Работа над «Вишневым садом» проходила с огромным напряжением и в силу целого ряда других причин. Чехов с течением времени становился все строже и взыскательнее к самому себе, к своим произведениям, поэтому написанию пьесы предшествовало долгое обдумывание, многие месяцы он не притрагивался к бумаге. 20 января 1902 г. Чехов писал Книппер: «…нет еще веры в пьесу. Она чуть-чуть забрезжила в мозгу, как самый ранний рассвет, и я еще сам не понимаю, какая она, что из нее выйдет, и меняется она каждый день. Если бы мы увиделись, то я рассказал бы тебе, а писать нельзя, потому что ничего не напишешь, а только наболтаешь разного вздора и потом охладеешь к сюжету». Медленно прояснялись образы, появлялись новые, взятые из жизни. В этом отношении было плодотворным, по свидетельству К. С. Станиславского, пребывание Чехова в Любимовке, где определились образы Шарлотты, Епиходова, Пети Трофимова. Кроме того, к работе над «Вишневым садом» Чехов приступил в пору явного обострения болезни: пьеса писалась тяжело больным человеком, физические силы которого убывали с каждым днем. Наконец, «Вишневый сад» создавался в обстановке, мало располагавшей к творчеству: неналаженная семейная жизнь, нервозность в отношениях между О. Л. Книппер и М. П. Чеховой, самых близких Чехову людей, неустроенный быт, холод в кабинете, где работал писатель, отсутствие надлежащего ухода за ним, частые поездки в Москву и назойливые визитеры, отнимавшие массу времени (подробнее об истории создания «Вишневого сада» см. в т. 13 Сочинений).

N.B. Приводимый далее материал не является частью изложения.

PR #4910, opened 2024-08-30
Analytics for recommended content.

dbrant:
https://phabricator.wikimedia.org/T372761

### DIFF
--- a/app/src/main/java/org/wikipedia/recommendedcontent/RecommendedContentFragment.kt
+++ b/app/src/main/java/org/wikipedia/recommendedcontent/RecommendedContentFragment.kt
@@ -17,6 +17,7 @@ import kotlinx.coroutines.launch
 import org.wikipedia.Constants
 import org.wikipedia.R
 import org.wikipedia.analytics.ABTest
+import org.wikipedia.analytics.metricsplatform.ExperimentalLinkPreviewInteraction
 import org.wikipedia.analytics.metricsplatform.RecommendedContentAnalyticsHelper
 import org.wikipedia.databinding.FragmentRecommendedContentBinding
 import org.wikipedia.databinding.ItemRecommendedContentSearchHistoryBinding
@@ -38,6 +39,8 @@ class RecommendedContentFragment : Fragment() {
     private val binding get() = _binding!!
     private val viewModel: RecommendedContentViewModel by viewModels { RecommendedContentViewModel.Factory(requireArguments()) }
 
+    private val parentSearchFragment get() = requireParentFragment().requireParentFragment() as SearchFragment
+
     override fun onCreateView(inflater: LayoutInflater, container: ViewGroup?, savedInstanceState: Bundle?): View {
         super.onCreateView(inflater, container, savedInstanceState)
 
@@ -57,7 +60,7 @@ class RecommendedContentFragment : Fragment() {
                                 buildHistoryList(it.data)
                             }
                             is Resource.Error -> {
-                                (requireParentFragment().requireParentFragment() as SearchFragment).onSearchProgressBar(false)
+                                parentSearchFragment.onSearchProgressBar(false)
                                 parentFragmentManager.popBackStack()
                                 L.d(it.throwable)
                             }
@@ -68,13 +71,13 @@ class RecommendedContentFragment : Fragment() {
                     viewModel.recommendedContentState.collect {
                         when (it) {
                             is Resource.Loading -> {
-                                (requireParentFragment().requireParentFragment() as SearchFragment).onSearchProgressBar(true)
+                                parentSearchFragment.onSearchProgressBar(true)
                             }
                             is Resource.Success -> {
                                 buildRecommendedContent(it.data)
                             }
                             is Resource.Error -> {
-                                (requireParentFragment().requireParentFragment() as SearchFragment).onSearchProgressBar(false)
+                                parentSearchFragment.onSearchProgressBar(false)
                                 parentFragmentManager.popBackStack()
                                 L.d(it.throwable)
                             }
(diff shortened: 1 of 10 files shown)


app/src/main/java/org/wikipedia/views/SurveyDialog.kt
```diff
@@ -55,7 +62,15 @@ object SurveyDialog {
         if (source == Constants.InvokeSource.RECOMMENDED_CONTENT) {
             dialogBuilder.setPositiveButton(R.string.patroller_diff_feedback_dialog_submit) { _, _ ->
                 val feedbackInput = binding.feedbackInput.text.toString()
-                // TODO: send event
+
+                ExperimentalLinkPreviewInteraction(source = HistoryEntry.SOURCE_SEARCH,
```
cooltey, line 66: Do we need to send `action_source =  43 OR 44` for personalized or generalized sources instead of a default source `1`? Same for other places which should we set `43` or `44` if the user sees the recommended content?

app/src/main/java/org/wikipedia/views/SurveyDialog.kt
```diff
@@ -81,13 +96,13 @@ object SurveyDialog {
...
         FeedbackUtil.showMessage(activity, messageId)
-        sendAnalyticsEvent("feedback_submit_toast", "feedback_form", source)
         when (source) {
             Constants.InvokeSource.SUGGESTED_EDITS_RECENT_EDITS -> {
+                PatrollerExperienceEvent.logAction("feedback_submit_toast", "feedback_form", "")
                 activity.window.decorView.postDelayed({
                     val anchorView = activity.findViewById<View>(R.id.more_options)
                     if (!activity.isDestroyed && anchorView != null && Prefs.showOneTimeRecentEditsFeedbackForm) {
-                        sendAnalyticsEvent("tooltip_impression", "feedback_form", source)
+                        PatrollerExperienceEvent.logAction("tooltip_impression", "feedback_form", "")
```
cooltey, line 105: We can ignore `""` in the last parameter.

app/src/main/java/org/wikipedia/views/SurveyDialog.kt
```diff
@@ -81,13 +96,13 @@ object SurveyDialog {
 
     private fun showFeedbackSnackbarAndTooltip(activity: Activity, messageId: Int, source: Constants.InvokeSource) {
         FeedbackUtil.showMessage(activity, messageId)
-        sendAnalyticsEvent("feedback_submit_toast", "feedback_form", source)
         when (source) {
             Constants.InvokeSource.SUGGESTED_EDITS_RECENT_EDITS -> {
+                PatrollerExperienceEvent.logAction("feedback_submit_toast", "feedback_form", "")
```
cooltey, line 101: We can ignore `""` in the last parameter.

app/src/main/java/org/wikipedia/recommendedcontent/RecommendedContentSectionView.kt
```diff
@@ -65,6 +68,10 @@ class RecommendedContentSectionView(context: Context, attrs: AttributeSet? = nul
             }
             val entry = HistoryEntry(pageSummary.getPageTitle(WikipediaApp.instance.wikiSite), source)
             context.startActivity(PageActivity.newIntentForNewTab(context, entry, entry.title))
+            analyticsEvent?.let {
+                it.source
```
cooltey, line 72: Should we set the source?

app/src/main/java/org/wikipedia/recommendedcontent/RecommendedContentFragment.kt
```diff
@@ -119,12 +122,16 @@ class RecommendedContentFragment : Fragment() {
     }
 
     private fun buildRecommendedContent(list: List<PageSummary>) {
-        (requireParentFragment().requireParentFragment() as SearchFragment).onSearchProgressBar(false)
+        parentSearchFragment.onSearchProgressBar(false)
         if (list.isEmpty()) {
+            parentSearchFragment.analyticsEvent = ExperimentalLinkPreviewInteraction(HistoryEntry.SOURCE_SEARCH, RecommendedContentAnalyticsHelper.abcTest.getGroupName(), false)
```
cooltey, line 127: Not sure but do we need to send group-specific source here?

app/src/main/java/org/wikipedia/recommendedcontent/RecommendedContentFragment.kt
```diff
@@ -119,12 +122,16 @@ class RecommendedContentFragment : Fragment() {
...
+                .also { it.logImpression() }
             parentFragmentManager.popBackStack()
             return
         }
-        binding.recommendedContent.buildContent(list)
+        parentSearchFragment.analyticsEvent = ExperimentalLinkPreviewInteraction(HistoryEntry.SOURCE_SEARCH, RecommendedContentAnalyticsHelper.abcTest.getGroupName(), true)
```
cooltey, line 132: Not sure but do we need to send group-specific source here?

cooltey (changes requested):
Thanks for working on this!

app/src/main/java/org/wikipedia/views/SurveyDialog.kt
dbrant: OK!

app/src/main/java/org/wikipedia/recommendedcontent/RecommendedContentSectionView.kt
dbrant: Whoops!

app/src/main/java/org/wikipedia/recommendedcontent/RecommendedContentFragment.kt
dbrant: I don't believe so. I think for the `impression` event the source is not relevant.

app/src/main/java/org/wikipedia/recommendedcontent/RecommendedContentFragment.kt
dbrant: I don't believe so. I think for the `impression` event the source is not relevant.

А писать пьесу нужно было скорее — из Москвы шли настойчивые и нетерпеливые напоминания: Художественный театр с волнением ожидал новую пьесу Чехова. Письма Вл. И. Немировича-Данченко этой поры пестрят заявлениями: «…мой идеал будущего сезона театра — открытие его 1 октября твоей новой пьесой»; «без твоей пьесы сезон будет отчаянный!»; о репертуаре театра 1903 г.: «Чехов. Новая. Козырной туз»; «Я совершенно уверен, что ты войдешь теперь в стены своего театра с новой пьесой»; «Ужасно надо твою пьесу! Не только театру, но и вообще литературе»; «Без твоей пьесы нет будущего сезона!»; «И ты можешь думать, что твоя пьеса не нужна!!! Нет хороших пьес! Нету! Нету! А если ты не напишешь, то и не будет! Жду ее с нетерпением»; «Наше нетерпение, ожидание твоей пьесы все обостряется. Теперь уже ждем, считая дни… Торопись и, главное, не думай, что ты можешь быть неинтересен!» Просьба, чтобы новая пьеса любимого писателя украсила очередной театральный сезон, звучала также в письмах К. С. Станиславского, О. Л. Книппер, А. Л. Вишневского, М. П. Лилиной. Все они подчеркивали, что роль Чехова в жизни Художественного театра всеопределяюща, что встреча нового театра с драматургом была не случайной, но обусловленной общностью задач, выдвинутых временем, что Чехов нужен театру как свой, ведущий драматург. Немирович-Данченко назвал Чехова одним из китов, на котором держится Художественный театр, а также отметил, что поэтический талант Чехова необходим не только театру, но и всей литературе, современности. «Чувствую тоскливое тяготение к близким моей душе мелодиям твоего пера, — писал он Чехову 16 февраля 1903 г. — Кончатся твои песни и — мне кажется — окончится моя литературно-душевная жизнь» (Немирович-Данченко, стр. 317).